PR #4316, opened 2016-01-11
Streaming data API M3913

dennishendriksen:


molgenis-core-ui/src/main/java/org/molgenis/ui/EntityListenerRepositoryDecorator.java
```diff
@@ -151,6 +170,22 @@ public void update(Iterable<? extends Entity> records)
 	}
 
 	@Override
+	public void update(Stream<? extends Entity> entities)
+	{
+		if (entityListeners != null)
+		{
+			entities = entities.filter(entity -> {
```
jjettenn: Why using filter is all results in true? Why not forEach?

dennishendriksen: forEach is a terminal operation, the decorated repository requires a stream that can be consumed.

molgenis-security/src/test/java/org/molgenis/security/user/MolgenisUserDecoratorTest.java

» ABOUT THIS EXERCISE
Each line of the material with the word "molgenis" in it should be listed.

» REPLY
molgenis-core-ui/src/main/java/org/molgenis/ui/EntityListenerRepositoryDecorator.java
molgenis-security/src/test/java/org/molgenis/security/user/MolgenisUserDecoratorTest.java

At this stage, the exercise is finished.